Age minimum	>= 18age old
Age maximum	Not applicable
Gender	Both
Include criteria	Criteria for obtaining consent (1) Patients who are able to obtain written consent for study participation of their own free will (2) Patients who are 18 years old or older (3) Patients with a body weight (dry weight) of 40 kg or more (4) Patients who have undergone hemodialysis at least once a week for at least 12 weeks and are scheduled to undergo hemodialysis during Visit 2 (Day 2 to Day 4) (5) Women of childbearing potential who are able to use adequate contraception with their partners if they have sexual intercourse during the period of study drug administration and within 2 weeks after the last dose.

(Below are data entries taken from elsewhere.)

PR #6003, opened 2023-03-21
Bit media frames physics

keianhzo:
Built on top of https://github.com/mozilla/hubs/pull/5978. Only the last commit applies.

As commented in a previous PR, 

> It's a bit unfortunate that we have to go back and forth between bitECS and Ammo to keep everything in sync. As the
entry point for the physics life cycle is the physics system, I wonder it would be better to encapsulate all the > component life cycle there and let that system manage it all. Instead of going through the hops of adding a component and have that intermediate bit-physics-system to map that to the physics system, just call the physics system and it will add/update the component under the hood and keep everything in sync.

### DIFF
--- a/src/bit-systems/media-loading.ts
+++ b/src/bit-systems/media-loading.ts
@@ -1,12 +1,13 @@
 import { addComponent, defineQuery, enterQuery, exitQuery, hasComponent, removeComponent, removeEntity } from "bitecs";
 import { Vector3 } from "three";
 import { HubsWorld } from "../app";
-import { GLTFModel, MediaLoaded, MediaLoader, Networked, ObjectMenuTarget } from "../bit-components";
+import { GLTFModel, MediaLoaded, MediaLoader, Networked, ObjectMenuTarget, PhysicsShape } from "../bit-components";
 import { inflatePhysicsShape, Shape } from "../inflators/physics-shape";
 import { ErrorObject } from "../prefabs/error-object";
 import { LoadingObject } from "../prefabs/loading-object";
 import { animate } from "../utils/animate";
 import { setNetworkedDataWithoutRoot } from "../utils/assign-network-ids";
+import { computeObjectAABB } from "../utils/auto-box-collider";
 import { crClearTimeout, crNextFrame, crTimeout } from "../utils/coroutine";
 import { ClearFunction, JobRunner, withRollback } from "../utils/coroutine-utils";
 import { easeOutQuadratic } from "../utils/easing";
@@ -18,6 +19,39 @@ import { loadVideo } from "../utils/load-video";
 import { loadAudio } from "../utils/load-audio";
 import { MediaType, mediaTypeName, resolveMediaInfo } from "../utils/media-utils";
 import { EntityID } from "../utils/networking-types";
+
+export const MediaContentBounds = (MediaLoaded as any).contentBounds as Map<EntityID, Vector3>;
+
+const getBox = (() => {
+  const rotation = new THREE.Euler();
+  return (world: HubsWorld, eid: EntityID, rootEid: EntityID, worldSpace?: boolean) => {
+    const box = new THREE.Box3();
+    const obj = world.eid2obj.get(eid)!;
+    const rootObj = world.eid2obj.get(rootEid)!;
+
+    rotation.copy(obj.rotation);
+    obj.rotation.set(0, 0, 0);
+    obj.updateMatrices(true, true);
+    rootObj.updateMatrices(true, true);
+    rootObj.updateMatrixWorld(true);
+
+    computeObjectAABB(rootObj, box, false);
+
+    if (!box.isEmpty()) {
+      if (!worldSpace) {
+        obj.worldToLocal(box.min);
+        obj.worldToLocal(box.max);
+      }
+      obj.rotation.copy(rotation);
+      obj.matrixNeedsUpdate = true;
+    }
+
+    rootObj.matrixWorldNeedsUpdate = true;
+    rootObj.updateMatrices();
+
+    return box;
+  };
+})();
 
 export function* waitForMediaLoaded(world: HubsWorld, eid: EntityID) {
   while (hasComponent(world, MediaLoader, eid)) {
@@ -176,8 +210,11 @@ function* loadAndAnimateMedia(world: HubsWorld, eid: EntityID, clearRollbacks: C
   removeComponent(world, MediaLoader, eid);
 
   if (media) {
+    const box = getBox(world, eid, media);
+    MediaContentBounds.set(media, box.getSize(new Vector3()));
     // TODO update scale?
-    inflatePhysicsShape(world, media, {
+    removeComponent(world, PhysicsShape, eid);
+    inflatePhysicsShape(world, eid, {
       type: hasComponent(world, GLTFModel, media) ? Shape.HULL : Shape.BOX,
       minHalfExtent: 0.04
     });
@@ -188,6 +225,8 @@ const jobs = new JobRunner();
 const mediaLoaderQuery = defineQuery([MediaLoader]);
 const mediaLoaderEnterQuery = enterQuery(mediaLoaderQuery);
 const mediaLoaderExitQuery = exitQuery(mediaLoaderQuery);
+const mediaLoadedQuery = defineQuery([MediaLoaded]);
+const mediaLoadedExitQuery = exitQuery(mediaLoadedQuery);
 export function mediaLoadingSystem(world: HubsWorld) {
   mediaLoaderEnterQuery(world).forEach(function (eid) {
     jobs.add(eid, clearRollbacks => loadAndAnimateMedia(world, eid, clearRollbacks));
@@ -196,6 +235,8 @@ export function mediaLoadingSystem(world: HubsWorld) {
   mediaLoaderExitQuery(world).forEach(function (eid) {
     jobs.stop(eid);
   });
+
+  mediaLoadedExitQuery(world).forEach(eid => MediaContentBounds.delete(eid));
 
   jobs.tick();
 }
--- a/src/bit-systems/media-loading.ts
+++ b/src/bit-systems/media-loading.ts
@@ -1,5 +1,5 @@
 import { addComponent, defineQuery, enterQuery, exitQuery, hasComponent, removeComponent, removeEntity } from "bitecs";
-import { Vector3 } from "three";
+import { Box3, Euler, Vector3 } from "three";
 import { HubsWorld } from "../app";
 import {
   GLTFModel,
@@ -7,8 +7,7 @@ import {
   MediaLoaded,
   MediaLoader,
   Networked,
-  ObjectMenuTarget,
-  PhysicsShape
+  ObjectMenuTarget
 } from "../bit-components";
 import { inflatePhysicsShape, Shape } from "../inflators/physics-shape";
 import { ErrorObject } from "../prefabs/error-object";
@@ -29,9 +28,9 @@ import { MediaType, mediaTypeName, resolveMediaInfo } from "../utils/media-utils
 import { EntityID } from "../utils/networking-types";
 
 const getBox = (() => {
-  const rotation = new THREE.Euler();
+  const rotation = new Euler();
   return (world: HubsWorld, eid: EntityID, rootEid: EntityID, worldSpace?: boolean) => {
-    const box = new THREE.Box3();
+    const box = new Box3();
     const obj = world.eid2obj.get(eid)!;
     const rootObj = world.eid2obj.get(rootEid)!;
 
@@ -95,12 +94,12 @@ function resizeAndRecenter(world: HubsWorld, media: EntityID, eid: EntityID) {
   if (!resize && !recenter) return;
 
   const mediaObj = world.eid2obj.get(media)!;
-  const box = new THREE.Box3();
+  const box = new Box3();
   box.setFromObject(mediaObj);
 
   let scalar = 1;
   if (resize) {
-    const size = new THREE.Vector3();
+    const size = new Vector3();
     box.getSize(size);
     scalar = 1 / Math.max(size.x, size.y, size.z);
     if (hasComponent(world, GLTFModel, media)) scalar = scalar * 0.5;
@@ -109,7 +108,7 @@ function resizeAndRecenter(world: HubsWorld, media: EntityID, eid: EntityID) {
   }
 
   if (recenter) {
-    const center = new THREE.Vector3();
+    const center = new Vector3();
     box.getCenter(center);
     mediaObj.position.copy(center).multiplyScalar(-1 * scalar);
     mediaObj.matrixNeedsUpdate = true;
--- a/src/bit-systems/media-loading.ts
+++ b/src/bit-systems/media-loading.ts
@@ -217,10 +217,12 @@ function* loadAndAnimateMedia(world: HubsWorld, eid: EntityID, clearRollbacks: C
   removeComponent(world, MediaLoader, eid);
 
   if (media) {
-    const box = getBox(world, eid, media);
-    addComponent(world, MediaContentBounds, media);
-    box.getSize(tmpVector);
-    MediaContentBounds.bounds[media].set(tmpVector.toArray());
+    if (hasComponent(world, MediaLoaded, media)) {
+      const box = getBox(world, eid, media);
+      addComponent(world, MediaContentBounds, media);
+      box.getSize(tmpVector);
+      MediaContentBounds.bounds[media].set(tmpVector.toArray());
+    }
     // TODO update scale?
     removeComponent(world, PhysicsShape, eid);
     inflatePhysicsShape(world, eid, {
@@ -234,8 +236,6 @@ const jobs = new JobRunner();
 const mediaLoaderQuery = defineQuery([MediaLoader]);
 const mediaLoaderEnterQuery = enterQuery(mediaLoaderQuery);
 const mediaLoaderExitQuery = exitQuery(mediaLoaderQuery);
-const mediaLoadedQuery = defineQuery([MediaLoaded]);
-const mediaLoadedExitQuery = exitQuery(mediaLoadedQuery);
 export function mediaLoadingSystem(world: HubsWorld) {
   mediaLoaderEnterQuery(world).forEach(function (eid) {
     jobs.add(eid, clearRollbacks => loadAndAnimateMedia(world, eid, clearRollbacks));
@@ -244,8 +244,6 @@ export function mediaLoadingSystem(world: HubsWorld) {
   mediaLoaderExitQuery(world).forEach(function (eid) {
     jobs.stop(eid);
   });
-
-  mediaLoadedExitQuery(world).forEach(eid => removeComponent(world, MediaContentBounds, eid));
 
   jobs.tick();
 }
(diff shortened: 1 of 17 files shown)


src/systems/bit-media-frames.js
```diff
@@ -229,10 +316,16 @@ function mediaTypesOf(world, entities) {
...
+  obj.traverse(child => {
+    disposeNode(child);
+  });
+}
+
 const takeOwnershipOnTimeout = new Map();
 const heldQuery = defineQuery([Held]);
 // const droppedQuery = exitQuery(heldQuery);
-export function mediaFramesSystem(world) {
+export function mediaFramesSystem(world, physicsSystem) {
```
takahirox, line 328: Not a blocking issue, but a comment for future clean up.

I think ideally a system shouldn't have a dependency with another system.

src/bit-systems/media-loading.ts
```diff
@@ -19,6 +20,39 @@ import { loadAudio } from "../utils/load-audio";
 import { MediaType, mediaTypeName, resolveMediaInfo } from "../utils/media-utils";
 import { EntityID } from "../utils/networking-types";
 
+export const MediaContentBounds = (MediaLoaded as any).contentBounds as Map<EntityID, Vector3>;
+
+const getBox = (() => {
+  const rotation = new THREE.Euler();
+  return (world: HubsWorld, eid: EntityID, rootEid: EntityID, worldSpace?: boolean) => {
+    const box = new THREE.Box3();
```
takahirox, line 28: You may import `Euler` and `Box3`, and remove `THREE.` prefix here.

src/bit-systems/media-loading.ts
```diff
@@ -176,8 +210,11 @@ function* loadAndAnimateMedia(world: HubsWorld, eid: EntityID, clearRollbacks: C
   removeComponent(world, MediaLoader, eid);
 
   if (media) {
+    const box = getBox(world, eid, media);
+    MediaContentBounds.set(media, box.getSize(new Vector3()));
```
takahirox, line 214: Similar to `getBox`, ideally creating Vector3 for each call should be avoided?

takahirox, line 214: What happens if an exception is caught in `loadMedia()`? `media` is non-null but `MediaLoaded` component is not added to an entity. So, here `MediaContentBounds` is accessed even without `MediaLoaded` component.

src/bit-systems/media-loading.ts
```diff
@@ -19,6 +20,39 @@ import { loadAudio } from "../utils/load-audio";
 import { MediaType, mediaTypeName, resolveMediaInfo } from "../utils/media-utils";
 import { EntityID } from "../utils/networking-types";
 
+export const MediaContentBounds = (MediaLoaded as any).contentBounds as Map<EntityID, Vector3>;
```
takahirox, line 23: I'm not really sure if this alias pattern is readable because it is unclear `MediaContentBounds` data is associated with `MediaLoaded` component. At least, the name should clearly indicate the data is associated with `MediaLoaded` component.

src/bit-systems/media-loading.ts
```diff
@@ -19,6 +20,39 @@ import { loadAudio } from "../utils/load-audio";
...
+      obj.rotation.copy(rotation);
+      obj.matrixNeedsUpdate = true;
+    }
+
+    rootObj.matrixWorldNeedsUpdate = true;
+    rootObj.updateMatrices();
+
+    return box;
+  };
+})();
```
takahirox, line 54: Not a blocking issue, but a comment for future clean up.

I think `media-loading` system is one of the most complex systems and it may be hard to be maintained. And now we are adding a new code.

Perhaps the reasons of the complexity is `media-loading` system processes multiple things, like resolving URL, loading media, animating object after loading. If we can break `media-loading` system up to multiple systems, they can be simpler. And if we do that, this media content bound setting would be move to either one, or a new system.

src/systems/bit-media-frames.js
```diff
@@ -133,89 +157,152 @@ const snapToFrame = (() => {
...
     });
-  });
 
-  // TODO play animations on previews
+    if (hasComponent(world, AEntity, capturable)) {
+      const loopAnimation = el.components["loop-animation"];
+      if (loopAnimation && loopAnimation.isPlaying) {
+        const originalAnimation = loopAnimation.currentActions[loopAnimation.data.activeClipIndex];
+        const animation = previewMesh.animations[loopAnimation.data.activeClipIndex];
+        const mixer = new THREE.AnimationMixer(previewMesh);
```
takahirox, line 231: Probably we want to avoid `THREE` prefix. We may import Three.js objects from `three` and remove the prefix.

src/systems/bit-media-frames.js
```diff
@@ -102,26 +114,38 @@ function isColliding(world, eidA, eidB) {
   return false;
 }
 
+// TODO we only allow capturing media-loader so rely on its bounds calculations for now
+function getEntityBounds(world, target) {
```
takahirox, line 118: Rename `target` to `targetEid` as, IIRC, you suggested to add `Eid` suffix to name of variable that  holds eid?

src/systems/bit-media-frames.js
```diff
@@ -102,26 +114,38 @@ function isColliding(world, eidA, eidB) {
...
+  const targetObj = world.eid2obj.get(target);
+
+  let contentBounds;
+  if (hasComponent(world, AEntity, target)) {
+    contentBounds = targetObj.el.components["media-loader"].contentBounds;
+  } else {
+    const mediaEid = findChildWithComponent(world, MediaLoaded, target);
```
takahirox, line 125: Not a blocking issue, but a comment for future discussion.

I have been thinking that `findChild/AncestorWithComponent()` may be a bit less readable because for example it is often unclear who manages the relationships with child/ancestor entity from an entity and developers carefully need to be aware of the relationships not to break. This pattern maybe should be avoided where possible.

I added this topic to the internal design document.

src/systems/bit-media-frames.js
```diff
@@ -133,89 +157,152 @@ const snapToFrame = (() => {
...
+        (video.videoTexture.image.videoWidth || video.videoTexture.image.width);
+    }
+    srcMesh = el.getObject3D("mesh");
+  } else {
+    const mediaEid = findChildWithComponent(world, MediaLoaded, capturable);
+    isVideo = hasComponent(world, MediaVideo, mediaEid);
+    if (isVideo) {
+      ratio = MediaVideo.ratio[mediaEid];
+    }
+    srcMesh = APP.world.eid2obj.get(mediaEid);
```
takahirox, line 196: I guess `APP` prefix is not needed here?

src/systems/bit-media-frames.js
```diff
@@ -297,26 +399,30 @@ export function mediaFramesSystem(world) {
...
-      physicsSystem.updateBodyOptions(Rigidbody.bodyId[captured], { type: "dynamic" });
+      physicsSystem.updateBodyOptions(captured, { type: "dynamic" });
     }
 
     MediaFrame.capturedNid[frame] = NetworkedMediaFrame.capturedNid[frame];
     MediaFrame.scale[frame].set(NetworkedMediaFrame.scale[frame]);
 
-    display(world, frame, heldMediaTypes);
+    frame2mixer.forEach(mixer => {
+      mixer.update(APP.world.time.delta / 1000);
```
takahirox, line 423: I guess `APP` prefix is not needed here?

src/systems/bit-media-frames.js
```diff
@@ -133,89 +157,152 @@ const snapToFrame = (() => {
...
-      node.material = mat;
-      return mat;
+  return (obj, scaleArray) => {
+    obj.updateMatrices();
+    obj.matrixWorld.decompose(position, quaternion, scale);
+    setMatrixWorld(obj, m4.compose(position, quaternion, scale.fromArray(scaleArray)));
+  };
+})();
+
+const frame2mixer = new Map();
```
takahirox, line 173: To confirm, this `frame2mixer` is used only for `AEntity` (in old entity system) isn't it? I was not sure if it is good to manage `AnimationMixer` in this system, but it may be ok if it is only for old system that we will remove sooner or later. Adding a comment about it may help.

takahirox (commented):
I reviewed the PR mainly for bitecs design and readability. Most my comments are for future clean up and discussion, and don't block merging.

I haven't reviewed the core logic because I'm not familiar with media frames physics implementation. It may be ok if it keeps working because we focus on migration now. Or another reviewer may need to check.

Honestly `bit-systems/media-loading.ts`, `systems/bit-media-frames` (and others) are getting complex and harder to be maintained. But we may refactor them later because our development is at the migration phase now.

src/systems/bit-media-frames.js
```diff
@@ -264,16 +361,19 @@ export function mediaFramesSystem(world) {
...
-    if (captured && hasComponent(world, Owned, captured) && !hasComponent(world, Held, captured) && colliding) {
-      snapToFrame(world, frame, captured);
-      physicsSystem.updateBodyOptions(Rigidbody.bodyId[captured], { type: "kinematic" });
+    const isCapturedOwned = hasComponent(world, Owned, captured);
+    const isCapturedHeld = findChildWithComponent(world, Held, captured);
+    const colliding = captured && isColliding(world, physicsSystem, frame, captured);
+    const isFrameDeleting = findAncestorWithComponent(world, Deleting, frame);
+    const isFrameOwned = hasComponent(world, Owned, frame);
+
+    if (captured && isCapturedOwned && !isCapturedHeld && !isFrameDeleting && colliding) {
```
netpro2k, line 370: Was slightly uneasy when I saw the addition of the `Deleting` component at the start of reviewing this PR. I see here we are using it to prevent scaling the object down as the media frame it was in gets shrunk during the delete animation. It definitely seems really odd to have to think about that delete animation in systems and this definitely wont be the last time we have to... Don't have a nicer solution off the top of my head but we should definitely brainstorm on this more.

src/systems/bit-media-frames.js
```diff
@@ -229,10 +316,16 @@ function mediaTypesOf(world, entities) {
   return mask;
 }
 
+export function cleanupMediaFrame(obj) {
+  obj.traverse(child => {
```
netpro2k, line 320: No need for the wrapping function.

That said not sure this is correct. The only thing the media frame "owns" in terms of disposable resources is the geometry for the guide. The cloned preview object is all just references to geometries/textures that something else owns. Its actually incorrect to try and `.dispose()` a geometry/texture for an object we happened to be previewing just because this media frame is going away, since the object that actually "owns" those things is not going away. 

With the way threejs resource management works you won't actually notice this issue since it will lazily re-create everything. So I think what will happen in practice is when you delete a media frame capturing an object we will delete the GPU side resources for them and then re-upload them to the GPU next frame.

netpro2k: Oof, actually looking at the code some more, for videos we actually are creating a new Geometry so we technically do want to clean that up. We actually don't need a new geometry for each media frame and I am fine with statically keeping that around for the lifetime of the application so we shouldn't need to clean that up. Will add a note above about that as well.

src/systems/bit-media-frames.js
```diff
@@ -133,89 +157,152 @@ const snapToFrame = (() => {
...
+  }
+
+  // Audios can't be cloned so we take a different path for them
+  if (isVideo) {
+    const previewMaterial = new THREE.MeshBasicMaterial();
+    previewMaterial.side = THREE.DoubleSide;
+    previewMaterial.transparent = true;
+    previewMaterial.opacity = 0.5;
+
+    const geometry = createPlaneBufferGeometry(1, 1, 1, 1, TEXTURES_FLIP_Y);
```
netpro2k, line 206: I noted in the cleanup code, we would technically need to clean this up (since we are the ones creating a disposable resource), but we *don't* want to dipose of the `previewMesh`'s geometry for the other paths (since we are just referencing them. Since we don't actually mutate this geometry at all we can just statically define it once and share it among all media frames, and never `dispose()` of it.

netpro2k (commented):
This is looking good. I am happy to see the media frame system didn't need to change all that much and most of the code changes there were are just around generating the preview and getting the object bounds (which is what you would expect)

I made a bunch of little suggestions and observations, but none are sticking out to me as extreme blockers. (I think the disposal stuff probably sticks out the most, but its mostly an issue of "correctness", since in reality media frames are very rarely removed except for at scene transition time when the objects they are previewing are also going away).

The object bounding box stuff still strikes me as incredibly more complicated than I would expect (not a slight on your code, its happened ever time we try and write code like it). I have a very strong suspicion we are just tripping over ourselves because of some underlying complexity, and my best bet is that its in shape generation code in the physics system. When I think back I sort of remember the "just write the obvious thing" version of that code working except "but the physics shape doesn't line up now"... Been a long time since I looked at it though so I could be miss-remembering. I think once we are down to 1 codepath for all this stuff and we have had time to rethink physics a bit, its worth a revisit.

src/bit-systems/media-loading.ts
keianhzo: Right, I think I started using this for storing something different but ended being just a vector. I've refactored this to its own component.

src/bit-systems/media-loading.ts
keianhzo: Updated

src/bit-systems/media-loading.ts
keianhzo: Opps, yep, updated.

src/bit-systems/media-loading.ts
keianhzo: Right, it would be harmless but we don't need to add `MediaContentBounds` in that case.

src/systems/bit-media-frames.js
```diff
@@ -133,89 +157,152 @@ const snapToFrame = (() => {
...
 
   const cloneObj = new THREE.Group();
-  cloneObj.el = el; // We rely on media-loader component for bounds
-  cloneObj.add(meshClone);
-  AFRAME.scenes[0].object3D.add(cloneObj);
+  cloneObj.add(previewMesh);
+  APP.world.scene.add(cloneObj);
 
-  return addObject3DComponent(world, addEntity(world), cloneObj);
+  hasComponent(world, AEntity, capturable) && (cloneObj.el = el); // We rely on media-loader component for bounds
```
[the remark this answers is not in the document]
keianhzo: I generally use it for simple conditions like:
```
A & B;
```
to avoid braces clutter. I don't have a strong opinion about it, if people find that makes the code hard to read I'm happy to stop using it.

src/systems/bit-media-frames.js
keianhzo: Removed as it just adds unnecessary complexity.

src/bit-systems/media-loading.ts
```diff
@@ -176,8 +210,11 @@ function* loadAndAnimateMedia(world: HubsWorld, eid: EntityID, clearRollbacks: C
   removeComponent(world, MediaLoader, eid);
 
   if (media) {
+    const box = getBox(world, eid, media);
+    MediaContentBounds.set(media, box.getSize(new Vector3()));
     // TODO update scale?
-    inflatePhysicsShape(world, media, {
+    removeComponent(world, PhysicsShape, eid);
```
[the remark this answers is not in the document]
keianhzo: Yeah, that doesn't make sense, maybe it's a leftover by mistake. Removing.

src/systems/physics-system.js
```diff
@@ -241,6 +243,12 @@ export class PhysicsSystem {
     return bodyId;
   }
 
+  updateRigidBody(eid, options) {
```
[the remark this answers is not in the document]
keianhzo: Yep, I think I moved most of the methods but I didn't update the old `body-helper.js` one. I've removed the old `updateBody` and `updateBodyOptions` methods.

I'd like to revisit this as mentioned in https://github.com/mozilla/hubs/pull/5978#discussion_r1142076303. I think we can get rid of `bit-physics.js` as it's acting only as a forward layer. We should always call the physics system add/update methods for an entity and update the underlying components from there.

src/inflators/media-frame.js
```diff
@@ -51,9 +51,8 @@ export function inflateMediaFrame(world, eid, componentProps) {
     })
   );
   guide.layers.set(Layers.CAMERA_LAYER_UI);
-  // TODO: This is a hack around the physics system addBody call requiring its body to have parent
-  guide.parent = new Group();
```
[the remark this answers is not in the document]
keianhzo: Now we add the guide to the media frame object on `enteredMediaFramesQuery`. As the media frame is already a group we don't need to create an extra node.

src/systems/bit-media-frames.js
```diff
@@ -297,26 +399,30 @@ export function mediaFramesSystem(world) {
...
       setMatrixScale(world.eid2obj.get(captured), MediaFrame.scale[frame]);
-      physicsSystem.updateBodyOptions(Rigidbody.bodyId[captured], { type: "dynamic" });
+      physicsSystem.updateBodyOptions(captured, { type: "dynamic" });
     }
 
     MediaFrame.capturedNid[frame] = NetworkedMediaFrame.capturedNid[frame];
     MediaFrame.scale[frame].set(NetworkedMediaFrame.scale[frame]);
 
-    display(world, frame, heldMediaTypes);
+    frame2mixer.forEach(mixer => {
```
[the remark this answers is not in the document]
keianhzo: I've got rid of this for now.

src/systems/bit-media-frames.js
```diff
@@ -102,26 +114,38 @@ function isColliding(world, eidA, eidB) {
...
   const frameQuat = new THREE.Quaternion();
   const frameScale = new THREE.Vector3();
   const m4 = new THREE.Matrix4();
 
-  function scaleForAspectFit(containerSize, itemSize) {
-    return Math.min(containerSize[0] / itemSize.x, containerSize[1] / itemSize.y, containerSize[2] / itemSize.z);
-  }
-
-  return function snapToFrame(world, frame, target) {
+  return (world, frame, target, contentBounds) => {
```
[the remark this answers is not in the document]
keianhzo: Updated

src/systems/bit-media-frames.js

Criteria for case enrollment and administration of research drug (6) Patients diagnosed with COVID-19 by nucleic acid amplification (PCR, LAMP, etc.), antigen test (qualitative, quantitative) (7) Patients with mild disease classified by the severity classification in the Guide to the Diagnosis and Treatment of COVID-19(Edition 10.1).(Severity: mild disease, oxygen saturation: SpO2 >= 96%, clinical condition: no respiratory symptoms or cough only, no dyspnea, no evidence of pneumonia) (8) Patients who can receive research drug within 72 hours of COVID-19 onset
Exclude criteria	1) Patients who, are strongly suspected to have worsening symptoms of SARS-CoV-2 infection within 48 hours after obtaining consent 2) Patients with suspected active bacterial, fungal, or a other viral infection requiring treatment at the time of consent 3) Patients who have an FDL catheter (Flexible double lumen catheter) or long-term indwelling catheter for hemodialysis 4) Patients with severe liver dysfunction (Child Pugh C level) 5) Women who are pregnant or may be pregnant 6) Women who are giving breast-feeding 7) Patients with immunodeficient status. 8) Patients who have used the following drugs within 14 days prior to the consent -Treatment agents approved for SARS-CoV-2 infection -Drugs that have been reported to potentially act against SARS-CoV-2 (plasma of convalescent patients, ivermectin, fabipiravir, etc.) 9) Patients with drug abuse 10) Patients with a history of hypersensitivity or allergy to ensitrelvir or its components 11) Patients who are receiving or are scheduled to receive the drug contraindicated with ensitrelvir during the period of ensitrelvir administration. 12) Patients who have used CYP3A inducers that are contraindicated with ensitrelvir within 14 days prior to obtaining consent -Apalutamide (Arlida) -Carbamazepine (Tegretol) -Enzalutamide (Ixtanzi) -Mitotane (Opeprim) -Phenytoin (Hydantol, Aleviatin) -Fosphenytoin sodium hydrate (Hostin) -Rifampicin (Rifadin) -Food products containing St. John's wort (St. John's wort) 13) Patients unable to swallow ensitrelvir 14) Patients who are participating in other interventional studies or have participated in this study 15) Patients who have participated in a clinical trial of a drug within the past year and have taken an investigational drug. 16) Patients who are deemed inappropriate as research subjects for other reasons by the principal investigator or sub investigator.